Two-thirds of the MCI cases were amnestic. Studies in Beijing and the Einstein Ageing study have also reported similar findings.37 38 Multiple domain amnestic MCI was identified as the the most common subtype in the present study. Knowing this pattern helps to better target prevention and early detection strategies.

MCI patients had a higher proportion of diabetes mellitus and hypertension compared with those with normal cognition, but these were not statistically significant. The positive factors associated with MCI were history of imbalance on walking, presence of depression, anxiety and current or previous use of alcohol. Various studies have shown objective gait assessment as an effective screening method for early detection of MCI.39 40 The current study has shown that even history of imbalance reported by the patient can be used for early detection of cognitive impaiment. Studies from across the world have shown that depression and anxiety are risk factors for MCI.22 38 41 The present study gives evidence to support these findings.

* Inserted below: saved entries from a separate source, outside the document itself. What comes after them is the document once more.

PR #3642, opened 2020-04-08
Update CI images

jngrad:
Description of changes:
- update image tags for non-ubuntu CI jobs
- update name of image for Travis-CI
- add manual jobs for `latest` images
- update docs deployment

PR #3648, opened 2020-04-09
CMake: use python -m sphinx instead of sphinx-build et al.

mkuron:
This helps in situations where the python3 version of `sphinx-build` is not in $PATH, but the python2 version is.

Also apply the same trick to Cython, where we already used it as a fallback.

Problem reported by @biermanncarl and discussed with @KaiSzuttor.

### DIFF
--- a/cmake/FindSphinx.cmake
+++ b/cmake/FindSphinx.cmake
@@ -1,25 +1,13 @@
 include(FindPackageHandleStandardArgs)
 
-find_program(
-  SPHINX_EXECUTABLE
-  NAMES sphinx-build
-        sphinx-build-${PYTHON_VERSION_MAJOR}.${PYTHON_VERSION_MINOR}
-  HINTS $ENV{SPHINX_DIR} PATHS /opt/local/ /usr/local/
-                               $ENV{HOME}/Library/Python/2.7/ PATH_SUFFIXES bin
-  DOC "Sphinx documentation generator.")
+set(SPHINX_EXECUTABLE ${PYTHON_EXECUTABLE} -m sphinx)
+set(SPHINX_API_DOC_EXE ${PYTHON_EXECUTABLE} -m sphinx.apidoc)
 
-find_program(
-  SPHINX_API_DOC_EXE
-  NAMES sphinx-apidoc
-        sphinx-apidoc-${PYTHON_VERSION_MAJOR}.${PYTHON_VERSION_MINOR} HINTS
-  PATH_SUFFIXES bin PATHS /opt/local/ /usr/local/ $ENV{HOME}/Library/Python/2.7/
-  DOC "Sphinx api-doc executable.")
+execute_process(
+  COMMAND ${SPHINX_EXECUTABLE} --version OUTPUT_VARIABLE QUERY_VERSION_OUT
+  ERROR_VARIABLE QUERY_VERSION_ERR RESULT_VARIABLE QUERY_VERSION_RESULT)
 
-if(Sphinx_FIND_VERSION)
-  execute_process(
-    COMMAND "${SPHINX_EXECUTABLE}" --version OUTPUT_VARIABLE QUERY_VERSION_OUT
-    ERROR_VARIABLE QUERY_VERSION_ERR RESULT_VARIABLE QUERY_VERSION_RESULT)
-
+if(NOT QUERY_VERSION_RESULT)
   # Sphinx switched at some point from returning ther version on stdout to
   # printing it at stderr. Since we do not know ther version yet, we use stdout
   # if it matches a version regex, or stderr otherwise.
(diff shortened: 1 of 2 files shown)


cmake/FindSphinx.cmake
```diff
@@ -29,20 +17,19 @@ if(Sphinx_FIND_VERSION)
...
-  set(SPHINX_VERSION_COMPATIBLE TRUE)
-  # Blacklist broken version
-  if("${SPHINX_VERSION}" VERSION_EQUAL "2.1.0")
-    message(WARNING "Sphinx version 2.1.0 is not compatible.")
-    set(SPHINX_VERSION_COMPATIBLE FALSE)
-  endif()
+set(SPHINX_VERSION_COMPATIBLE TRUE)
+# Blacklist broken version
+if("${SPHINX_VERSION}" VERSION_EQUAL "2.1.0")
+  message(WARNING "Sphinx version 2.1.0 is not compatible.")
```
jngrad: to avoid conflicts with the Sphinx PR in #3642, we could either integrate this commit in #3642, or apply this patch:
```suggestion
if("${SPHINX_VERSION}" VERSION_EQUAL "2.1.0" OR "${SPHINX_VERSION}" VERSION_EQUAL "3.0.0")
  message(WARNING "Sphinx version ${SPHINX_VERSION} is not compatible.")
```

KaiSzuttor: that is a trivial merge, right?

KaiSzuttor (dismissed):

cmake/FindSphinx.cmake
jngrad: yes, but it's an annoying backport in 4.1.3 because merge commits break `git cherry-pick`

cmake/FindSphinx.cmake
```diff
@@ -1,25 +1,13 @@
...
 
-find_program(
-  SPHINX_EXECUTABLE
-  NAMES sphinx-build
-        sphinx-build-${PYTHON_VERSION_MAJOR}.${PYTHON_VERSION_MINOR}
-  HINTS $ENV{SPHINX_DIR} PATHS /opt/local/ /usr/local/
-                               $ENV{HOME}/Library/Python/2.7/ PATH_SUFFIXES bin
-  DOC "Sphinx documentation generator.")
+set(SPHINX_EXECUTABLE ${PYTHON_EXECUTABLE} -m sphinx)
+set(SPHINX_API_DOC_EXE ${PYTHON_EXECUTABLE} -m sphinx.apidoc)
```
jngrad: This change and the one in the Cython file generate the following CMake log:
```
-- Found PythonInterp: /usr/bin/python3 (found suitable version "3.6.9", minimum required is "3.5") 
-- Found Cython: /usr/bin/python3;-m;cython (found suitable version "0.26.1", minimum required is "0.26") 
-- Found PythonHeaders: /usr/include/python3.6m  
-- Found NumPy: /tikhome/jgrad/.local/lib/python3.6/site-packages/numpy/core/include (found version "1.17.3") 
-- Found Sphinx: /usr/bin/python3;-m;sphinx (found suitable version "2.0.1", minimum required is "1.6.6") 
```
Is there a way to get the absolute path of Sphinx and Cython instead of a list cast to a string (`/usr/bin/python3;-m;sphinx`)?

jngrad: if not, could we instead quote the value of `SPHINX_EXECUTABLE`, `SPHINX_API_DOC_EXE`, `CYTHON_EXECUTABLE` to prevent the cast to string that adds semicolons?

mkuron: These semicolons are only added when printing the "Found XXX" message. The list is correctly unpacked when calling the program. If we convert the list to a string inside FindSphinx/FindCython, CMake later tries to call that whole string as the executable and obviously fails.

> Is there a way to get the absolute path of Sphinx and Cython

No. In fact, there might not even be one.

KaiSzuttor: let's first get in functional and then pretty, CI is failing...

mkuron:
Okay, seems to be working now.

cmake/FindSphinx.cmake
KaiSzuttor: @jngrad what's the issue with the semicolons?

KaiSzuttor:
I think this is also not needed... If you'd call the wrong executable on the command line because your ```PATH``` is not set correctly I do not expect Espresso to be able to guess where the "correct" executable can be found.

mkuron:
Sometimes there is no correct executable, so modifying `$PATH` gets you nowhere. See e.g. https://packages.ubuntu.com/bionic/all/python3-sphinx/filelist: it does not contain a `sphinx-build`.

KaiSzuttor:
it does, how should it work if now

KaiSzuttor:
second last line

mkuron:
> how should it work if not

It does not work on a freshly-installed Ubuntu 18.04. You cannot build documentation there without this patch. I tried it.

> second last line

Seriously, who adds `/usr/share/sphinx/scripts/python3` to their `$PATH` manually?

mkuron:
Also, this patch actually simplifies finding the tool because the process doesn't need to worry about paths.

In fact, depression and anxiety assessed using a single scale (HADS) could be used as screening tool to identify older adults at risk of MCI. However as with Alzheimer’s disease, depression and anxiety might be the manifestations of shared brain pathology of MCI patients.

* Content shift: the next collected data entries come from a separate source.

PR #3661, opened 2020-04-14
fix_style: try python3 -m pre_commit if pre-commit not found

mkuron:
Same trick as in #3648. @biermanncarl reported being unable to use fix-style.sh because the pip binary directory is not in `$PATH` by default.

### DIFF
--- a/maintainer/CI/fix_style.sh
+++ b/maintainer/CI/fix_style.sh
@@ -26,8 +26,13 @@ if ! git diff-index --quiet HEAD -- && [ "${1}" != "-f" ]; then
 fi
 
 if ! hash pre-commit 2>/dev/null; then
-    echo "pre-commit command not found."
-    exit 2
+    python3 -m pre_commit 2>&1 >/dev/null
+    if [ "$?" = "0" ]; then
+        alias pre-commit="python3 -m pre_commit"
+    else
+        echo "pre-commit command not found."
+        exit 2
+    fi
 fi
 
 pre-commit run --all-files


KaiSzuttor:
I'm not sure if we want to fix the general issue of ```---user``` flag pip-installed executables not being in the ```PATH``` in our shell script. This is not related to the logic of our shell scripts at all and does not belong there, we should keep them simple.

mkuron:
As it turns out, pylint and cmake-format have the same problem. @biermanncarl is currently working on applying the same trick there. I think this should be fixed in the scripts because it makes them easier to use. The pip binary directory is usually not in `$PATH` by default, so why not make our scripts aware of that fact.

jngrad:
I also think it should be the user's responsibility to deal with the `$PATH` when installing packages via pip. Yet, I remember once reading a piece arguing for the generalization of `python3 -m package`, to fix more than just the `$PATH` issue (e.g. which python interpreter is used), but cannot find the source anymore. Is there a recommendation? I could only find [PEP 547](https://www.python.org/dev/peps/pep-0547/).

mkuron:
> Is there a recommendation?

I don't think there is an official recommendation from the Python developers, but it does not have any downsides as far as I can tell. And it has the obvious upside of not depending on anything but the python interpreter and its module search path.

KaiSzuttor:
well, it changes observable behavior and I'm not sure if it's needed.

mkuron:
It only changes behavior in cases where behavior was previously essentially undefined. If you only had these tools installed in one place or both your highest-precedence `$PATH` entry and your highest-precedence Python module search path entry led to the same version of the respective tool, you will still get that exact same behavior.

KaiSzuttor:
I think to make it clearer we should not have this as a fallback but rather use it as the only way to call the python scripts and document that we have decided to do so... or only use executables that can also be directly found on the command line. If we decide to use ```python -m``` calls, we should probably use the isolated mode ```-I``` according to [this post](https://stackoverflow.com/questions/22241420/execution-of-python-code-with-m-option-or-not). Supporting both possible ways to find the scripts is probably unnecessarily complex logic in the scripts. @jngrad what's your opinion?

maintainer/CI/fix_style.sh
```diff
@@ -26,8 +26,13 @@ if ! git diff-index --quiet HEAD -- && [ "${1}" != "-f" ]; then
 fi
 
 if ! hash pre-commit 2>/dev/null; then
-    echo "pre-commit command not found."
-    exit 2
+    python3 -m pre_commit 2>&1 >/dev/null
```
KaiSzuttor, line 29: can we rely on interpreter name being ```python3```?

mkuron: Ideally, we would pull that from CMake, but the maintainer scripts are independent of the build system. However, there is a PEP that guarantees names like `python` for Python 2 and `python3` for Python 3 and that `python` is never Python 3. Most notably, this guarantees you get the same Python interpreter that you get when you run `pip3`.

jngrad:
The `-I` flag should be avoided: it will cause python to skip `~/.local/lib/python3.X/site-packages/` and ignores the `$PYTHONPATH` variable. It's used when you want to access python packages installed on the system by the admin.

I agree with @KaiSzuttor though: providing the `python3 -m` method might make troubleshooting more difficult for users. If they forgot to set the `$PATH`, they have bigger issues to worry about than espresso scripts not working. Having sphinx and pre-commit work while other Python packages don't might make it more difficult for us to figure out what's wrong, as users will report that sphinx and pre-commit are in their `$PATH` because they were found, while in reality they were found by `python3 -m`.

KaiSzuttor:
My point was rather that we should only keep one version... either we rely on finding the script in ```PATH``` *or* in ```PYTHONPATH```. I think it would also be fine to always use the ```-m``` variant if we document it.

mkuron:
Okay, that sounds like a plan. I'll ask @biermanncarl to take over this pull request to implement it.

Leisure activity at home was found to be protective against MCI, compared with not having any activities during leisure. This is similar to findings from the Mayo Clinic Study of Ageing in Minnesota, that reading books and engaging in craft work are protective against MCI.42 Even though leisure activities at home were protective, the present study could not elicit a protective association of MCI with social activities outside home.

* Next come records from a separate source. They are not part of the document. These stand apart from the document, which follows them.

PR #3667, opened 2020-04-16
Generic observables

KaiSzuttor:
- Added `src/particle_observables` for generic single particle observables
 - Use new observables lib in the core.


KaiSzuttor:
```non-portable path to file '<observables/Observable.hpp>'``` this is an issue because we now have two include paths that only differ by case. Shouldn't we avoid case-sensitive naming at all?

**Comment by mkuron** [comment]
> Shouldn't we avoid case-sensitive naming at all?

Yes, otherwise you can't build Espresso on Windows or macOS anymore.

File: src/core/observables/PidObservable.hpp [hunk 1]
```diff
@@ -69,6 +69,30 @@ template <class T> struct shape_impl<std::vector<T>> {
...
+  for (auto const &elem : vec) {
+    flatten(elem, out);
+  }
+}
+
+inline std::vector<double> flatten(Utils::Vector3d const &vec) {
+  return vec.as_vector();
+}
+
+template <class T> std::vector<double> flatten(std::vector<T> const &vec) {
```
fweik: This catches also a `std::vector<double>`, and then won't work. It solve this with SFINAE, a base case that just adds the value, and a specialization that loops and recurses. That would then also work for say `std::vector<Vector<Vector3>>`, e.g. a matrix.

fweik:
@KaiSzuttor the problem is that espresso does not have namespaces and proper unique corresponding include paths. With such generic names as `observables`, this is bond to have
collisions...

KaiSzuttor:
you are right, but I remember that we had issues with the case of filenames already (case-(in)sensitive filesystem)... google styleguide proposes all lowercase.

src/core/observables/PidObservable.hpp
KaiSzuttor: why wouldn't it work?

fweik: Ah maybe it would

fweik:
We do not follow the google style guide.

src/utils/include/utils/flatten.hpp
```diff
@@ -17,16 +17,29 @@ struct flatten_impl {
...
+template <class It> using value_type_t = typename it_value_type<It>::value_type;
 
 template <class T, class OutputIterator>
 struct flatten_impl<T, OutputIterator,
                     std::enable_if_t<std::is_convertible<
                         T, value_type_t<OutputIterator>>::value>> {
   static OutputIterator apply(T const &v, OutputIterator out) {
     *out = v;
-    return std::next(out);
+    return ++out;
```
fweik, line 44: How is this better than `next`?

KaiSzuttor:
@RudolfWeeber @fweik any suggestions for working around the naming conflict ```src/core/observables```  <-> ```libs/observables```.

fweik:
Yes, rename one of them.

fweik:
Do you plan to keep the observables as a submodule? Wouldn't it be easier to just add the code again to the Espresso repository?

KaiSzuttor:
yeah when it converged we can add it

src/core/observables/ParticleTraits.hpp
```diff
@@ -0,0 +1,39 @@
+#ifndef OBSERVABLES_PARTICLE_TRAITS
+#define OBSERVABLES_PARTICLE_TRAITS
+
+#include "Particle.hpp"
+#include "config.hpp"
+
+namespace GenObs {
+template <> struct traits<const ::Particle *> {
```
fweik: I don't think this should be cv qualified... In general I  find that specialization for a pointer type awkward. If you happen to not have a pointer, than ... you add an additional specialization?

src/core/observables/ParticleTraits.hpp
```diff
@@ -0,0 +1,39 @@
...
+  using Particle = ::Particle;
+
+  auto position(Particle const *const p) const { return p->r.p; }
```
fweik: If you deal with pointers, you have to check if they are null...

src/core/observables/PidObservable.hpp
```diff
@@ -49,5 +53,42 @@ class PidObservable : virtual public Observable {
   std::vector<int> const &ids() const { return m_ids; }
 };
 
-} // Namespace Observables
+namespace detail {
+template <class T> struct shape_impl;
+
+template <> struct shape_impl<double> {
+  static std::vector<size_t> eval(size_t /* n_part */) { return {1}; }
```
fweik, line 69: This size of the return type is statically known, so you could return an `array` instead of a `vector`

src/core/observables/PidObservable.hpp
```diff
@@ -49,5 +53,42 @@ class PidObservable : virtual public Observable {
...
+  using PidObservable::PidObservable;
+  std::vector<size_t> shape() const override {
+    using std::declval;
+
+    return detail::shape_impl<decltype(declval<ObsType>()(
+        declval<Utils::Span<const Particle *const>>()))>::eval(ids().size());
+  }
+
+  std::vector<double>
+  evaluate(Utils::Span<const Particle *const> particles) const override {
```
fweik: I think you should change the signature to taking a span of `std::reference_wrapper`. `reference_wrapper` is sometime a bit awkward to work with, but I think here it fits the bill, and it will make the downstream code clearer. With this you can push the null check up to the caller...

libs/genobs/include/genobs/observable.hpp
```diff
@@ -0,0 +1,42 @@
...
+ * not have state.
+ *
+ * @tparam Left left operand of the product.
+ * @tparam Right right operand of the product.
+ */
+template <class Left, class Right> struct Product : Left, Right {
+  Product(Left left = {}, Right right = {})
+      : Left(std::move(left)), Right(std::move(right)) {}
+
+  template <class Particle, class Traits = traits<Particle>>
```
fweik: I think you should add an indirection here, e.g. introduce a new meta function, maybe called `default_traits` that selects the traits class. Maybe

```c++
template<class Particle>
using default_traits = std::decay_t<traits<Particle>>;
```
in the traits header and then

```c++
template <class Particle, class Traits = default_traits<Particle>>
```
here

fweik (changes requested):
see comments

src/core/observables/PidObservable.hpp
KaiSzuttor: yeah but shape is an overridden function and the size of the array is not the same among the observables

src/core/observables/PidObservable.hpp
```diff
@@ -43,7 +43,7 @@ class PidObservable : virtual public Observable {
   std::vector<int> m_ids;
 
   virtual std::vector<double>
-  evaluate(Utils::Span<const Particle *const> particles) const = 0;
+  evaluate(Utils::Span<std::reference_wrapper<Particle>> particles) const = 0;
```
fweik: That should be `...<const Particle>` right?

fweik:
I'm not sure about the `std::reference_wrapper`, all the `get()` a little bit off-putting. What do you think?

KaiSzuttor:
maybe we should just use the traits everywhere? I also just realized that genobs should reside in src and not libs and that the tests are currently not run plus the given espresso test infrastructure should be used.

fweik:
Ok, maybe it's not even a bad thing if it's slightly inconvenient to use the particles directly. The physical structure needs to be discussed, but only after you have moved the code back to espresso. Then we also have to talk names...

src/core/observables/Current.hpp
```diff
@@ -32,16 +32,13 @@ class Current : public PidObservable {
...
     for (auto p : particles) {
-      double charge = p.get().p.q;
-      res[0] += charge * p.get().m.v[0];
-      res[1] += charge * p.get().m.v[1];
-      res[2] += charge * p.get().m.v[2];
+      current += (traits::charge(p) * traits::velocity(p));
     };
 #endif
-    return res;
+    return (Utils::hadamard_division(current, box_geo.length())).as_vector();
```
fweik: I don't think that this is a good solution, because you don't know what the correct volume is. If you imagine particles confined to a cylinder across the box (e.g. a 'wire'), with this definition the current would change if you change the empty box around your wire. I think the solution is probably to just not call it current, but find a more correct name.

KaiSzuttor: changed it back, you are right

fweik:
@KaiSzuttor since I was heavily involved in the design, you should probably get a review from somebody else.

src/core/observables/ParticleTraits.hpp
```diff
@@ -0,0 +1,37 @@
+#ifndef OBSERVABLES_PARTICLE_TRAITS
```
jngrad, line 19: missing copyright header

src/genobs/include/genobs/algorithms.hpp
```diff
@@ -0,0 +1,75 @@
+#ifndef ALGORITHMS_HPP
```
jngrad: missing copyright header

src/genobs/include/genobs/observable.hpp
```diff
@@ -0,0 +1,41 @@
+#ifndef INCLUDE_OBSERVABLES_OBSERVABLE_HPP
```
jngrad: missing copyright header

src/genobs/include/genobs/properties.hpp
```diff
@@ -0,0 +1,69 @@
+#ifndef OBSERVABLES_PROPERTIES_HPP
```
jngrad: missing copyright header

src/genobs/tests/algorithms.cpp
```diff
@@ -0,0 +1,49 @@
+#define BOOST_TEST_MODULE algorithms_test
```
jngrad: missing copyright header

src/genobs/tests/mock.hpp
```diff
@@ -0,0 +1,33 @@
+#ifndef TESTS_MOCK_HPP
```
jngrad: missing copyright header

src/genobs/tests/observables.cpp
```diff
@@ -0,0 +1,70 @@
+#define BOOST_TEST_MODULE observables_test
```
jngrad: missing copyright header

src/genobs/tests/properties.cpp
```diff
@@ -0,0 +1,24 @@
+#define BOOST_TEST_MODULE traits_test
```
jngrad: missing copyright header

src/utils/include/utils/flatten.hpp
```diff
@@ -0,0 +1,50 @@
+#ifndef ESPRESSO_UTILS_FLATTEN_HPP
```
jngrad, line 19: missing copyright header

src/genobs/include/genobs/observable.hpp
```diff
@@ -0,0 +1,41 @@
...
+};
+
+using Momentum = Product<Mass, Velocity>;
+using AverageMomentum = Average<Momentum>;
+using CenterOfMassPosition = WeightedAverage<Position, Mass>;
+using CenterOfMassVelocity = WeightedAverage<Velocity, Mass>;
+using TotalForce = Sum<Force>;
+using Positions = Map<Position>;
+using Velocities = Map<Velocity>;
+using Forces = Map<Force>;
```
jngrad: Should we write down a Doxygen page to give an overview of how to construct new observables in the core and how to integrate them with accumulators, correlators, and the ScriptInterface? What I have in mind is something similar to  http://espressomd.org/html/dox/script_interface.html

jngrad (dismissed):

src/genobs/include/genobs/observable.hpp
KaiSzuttor: the new observable library does not interfere with the ScriptInterface, we should probably document the ```ParticleObservable``` class. The naming is probably also not the best yet.

fweik: In principle you should replace `PidObservables`, then you could reuse the name.

src/core/observables/ParticleTraits.hpp
KaiSzuttor: is this a PR review criterium? This is checked before every release... actually we have tooling for that, so if we want to have it as a PR check, we could do that together with the other formatting checks.

jngrad: We should consider enforcing it in CI for the subset of C++/CUDA files. Tracking down the year range after the fact is tedious (the first year depends on whether the file was copied from another file, or restored from a reverted commit) and unnecessarily slows down the release workflow.

fweik:
@RudolfWeeber did you have time to look at this?

src/core/observables/BondAngles.hpp
```diff
@@ -36,13 +36,15 @@ class BondAngles : public PidObservable {
   using PidObservable::PidObservable;
 
   std::vector<double>
-  evaluate(Utils::Span<const Particle *const> particles) const override {
+  evaluate(Utils::Span<std::reference_wrapper<const Particle>> particles,
+           const GenObs::traits<Particle> &traits) const override {
```
RudolfWeeber: Maybe declare a ParticleRefSpan for Utils::Span<std::reference_wrapper<const Particle>> ?

src/core/observables/ParticleTraits.hpp
```diff
@@ -0,0 +1,55 @@
...
+ * along with this program.  If not, see <http://www.gnu.org/licenses/>.
+ */
+#ifndef OBSERVABLES_PARTICLE_TRAITS
+#define OBSERVABLES_PARTICLE_TRAITS
+
+#include "Particle.hpp"
+#include "config.hpp"
+
+namespace GenObs {
+template <> struct traits<Particle> {
```
RudolfWeeber, line 31: Some sort of documentation is needed here, i.e., the purpose of the traits class and what we are using it for

src/core/observables/ParticleTraits.hpp
```diff
@@ -0,0 +1,55 @@
...
+  auto position(Particle const &p) const { return p.r.p; }
+  auto velocity(Particle const &p) const { return p.m.v; }
+  auto mass(Particle const &p) const {
+#ifdef VIRTUAL_SITES
+    if (p.p.is_virtual)
+      return decltype(p.p.mass){};
```
RudolfWeeber, line 38: Pls add comment explaining why this is done

src/core/observables/ParticleTraits.hpp
```diff
@@ -0,0 +1,55 @@
...
+#endif
+    return p.p.mass;
+  }
+  auto charge(Particle const &p) const { return p.p.q; }
+  auto force(Particle const &p) const {
+#ifdef VIRTUAL_SITES
+    if (p.p.is_virtual)
+      return decltype(p.f.f){};
```
RudolfWeeber: VS comment here as well

src/core/observables/PidObservable.cpp
```diff
@@ -49,10 +50,10 @@ std::vector<double> PidObservable::operator()() const {
     offset += this_size;
   }
 
-  std::vector<const Particle *> particles_ptrs(particles.size());
-  boost::transform(particles, particles_ptrs.begin(),
-                   [](auto const &p) { return std::addressof(p); });
-
-  return this->evaluate(particles_ptrs);
+  std::vector<std::reference_wrapper<const Particle>> particles_ptrs(
```
RudolfWeeber: Name seems to be out of date?

src/core/observables/PidObservable.hpp
```diff
@@ -49,5 +54,44 @@ class PidObservable : virtual public Observable {
   std::vector<int> const &ids() const { return m_ids; }
 };
 
-} // Namespace Observables
+namespace detail {
+template <class T> struct shape_impl;
```
RudolfWeeber, line 66: Please add a comment explaining the shape finding mechanism

src/genobs/include/genobs/algorithms.hpp
```diff
@@ -0,0 +1,93 @@
...
+ * along with this program.  If not, see <http://www.gnu.org/licenses/>.
+ */
+#ifndef ALGORITHMS_HPP
+#define ALGORITHMS_HPP
+#include <algorithm>
+#include <numeric>
+#include <utility>
+#include <vector>
+
+namespace GenObs {
```
RudolfWeeber: Please add a file-level doxygen on what's in here and per-algorithm doxygen stating the requirements on the template params etc.

src/genobs/include/genobs/properties.hpp
```diff
@@ -0,0 +1,87 @@
...
+ * MERCHANTABILITY or FITNESS FOR A PARTICULAR PURPOSE.  See the
+ * GNU General Public License for more details.
+ *
+ * You should have received a copy of the GNU General Public License
+ * along with this program.  If not, see <http://www.gnu.org/licenses/>.
+ */
+#ifndef OBSERVABLES_PROPERTIES_HPP
+#define OBSERVABLES_PROPERTIES_HPP
+
+namespace GenObs {
```
RudolfWeeber: Please add file-level doxygen on what's found here

src/genobs/include/genobs/properties.hpp
```diff
@@ -0,0 +1,87 @@
...
+template <class DoF> struct traits;
```
RudolfWeeber: What's DoF?

src/genobs/include/genobs/properties.hpp
```diff
@@ -0,0 +1,87 @@
...
+
+namespace detail {
+template <class T> struct decay { using type = typename std::decay_t<T>; };
```
RudolfWeeber: What's this for?

RudolfWeeber (changes requested):
All good, except in-code documentation is needed. Please see individual comments.

fweik:
I don't like the name `genobs`. Shouldn't this just be called particle observables or similar?

src/genobs/include/genobs/properties.hpp
KaiSzuttor: type deduction for the traits... so you don't have to match pointer or ref to ```type``` because it will decay to ```type```

fweik: the `typename` is not needed I think

src/genobs/include/genobs/properties.hpp
```diff
@@ -0,0 +1,87 @@
...
+
+template <class U> struct decay<std::reference_wrapper<U>> {
+  using type = typename std::decay_t<U>;
```
fweik: is `typename` needed?

src/genobs/include/genobs/properties.hpp
KaiSzuttor: @fweik?

fweik: A common abbreviation :-)

KaiSzuttor:
> I don't like the name genobs. Shouldn't this just be called particle observables or similar?

Naming is hard, renaming too ;)

fweik:
https://www.youtube.com/watch?v=EeGw32e5Em4

src/core/observables/PidObservable.hpp
```diff
@@ -33,6 +33,8 @@
 
 namespace Observables {
 
+using PartRefSpan = Utils::Span<std::reference_wrapper<const Particle>>;
```
fweik: Wouldn't a name like `ParticleReferenceRange` or `ConstParticleReferenceRange` that tells something about the concept be more useful, it would also be more in line with`ParticleRange` from core.

KaiSzuttor:
why does the integrator test fail? https://gitlab.icp.uni-stuttgart.de/espressomd/espresso/-/jobs/230703
Can't see where I touch any related code.

fweik:
Timeout could be a technical problem. Did you check locally (with more than one core)?

KaiSzuttor:
ok CI is green... @RudolfWeeber you can have a look again

src/core/observables/ParticleTraits.hpp
```diff
@@ -0,0 +1,62 @@
...
+    if (p.p.is_virtual)
+      return decltype(p.p.mass){};
+#endif
+    return p.p.mass;
+  }
+  auto charge(Particle const &p) const { return p.p.q; }
+  auto force(Particle const &p) const {
+#ifdef VIRTUAL_SITES
+    if (p.p.is_virtual)
+      // we exclude virtual particles since their force does not have a meaning
```
RudolfWeeber: IMO, the force has a meaning. I'd suggest:
Forces on virtual sites are transferred to the base particle, where they contribute to the equation of motion. They are excluded on virtual sites to avoid double-counting.

RudolfWeeber:
Doc is good except the comment on VS forces. Once that's done, we can go ahead with this.

RudolfWeeber (dismissed):

src/core/observables/ParticleTraits.hpp
KaiSzuttor: Could you please explain the difference between mass and force concerning the meaning in the context of virtual sites? It's not clear to me why one of those should have a meaning for a virtual site and the other not. I see that there is a fundamental difference because on of them is changed by the integrator and the other not but still to write a useful comment I'd need your input.

src/core/observables/ParticleTraits.hpp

The results of various studies evaluating the association of alcohol with cognitive impairment have been inconclusive, equivocal and contradicting. This study has observed alcohol use being positively associated with MCI. Certain studies have observed a U-shaped curve where non-users and frequent or heavy users of alcohol had twofold risk of developing MCI compared with infrequent or moderate users.43 44 The variability of findings might be due to interaction with age, gender, other lifestyle factors or difference in drinking patterns. Our study did not analyse the duration, pattern or type of alcohol use. Alcoholism is a public health problem in Kerala, where 45% of adult men and 14% of older men are alcohol users.45 In a population with such a high prevalence of alcohol use, this association should be considered significant in the epidemiology of dementia and needs to be evaluated further in future studies.

Conclusion

The burden of MCI in Kerala is high and will contribute to the increasing burden of dementia. The study indicates that gait imbalance, depression and anxiety are positively associated with MCI. These factors could be targeted in future studies to develop prevention and screening strategies for detection of early stages of cognitive decline in older individuals. The study also throws light on the transitional stages of cognitive decline between normal and dementia. Further studies need to be undertaken to characterise these entities.

Limitation

Depression and anxiety were assessed using HADS which is a screening tool and does not provide confirmatory diagnosis of these disorders. However, psychiatrist diagnosis is not cost-effective for community-based studies in LMIC. Use of valid screening tools which can be administered by peripheral healthcare workers are justifiable to increase the detection rates in the community. The diagnosis of dementia was not confirmed by a neurologist in the present study, but the estimates were comparable to other studies in the same setting.46 Third, the study did not assess the duration and quantity of alcohol use. Future analytical studies should be designed to better evaluate the association of these factors with MCI and its progression to dementia. Although controlled for some known confounders, there may be additional confounders that are unaccounted for in our analyses.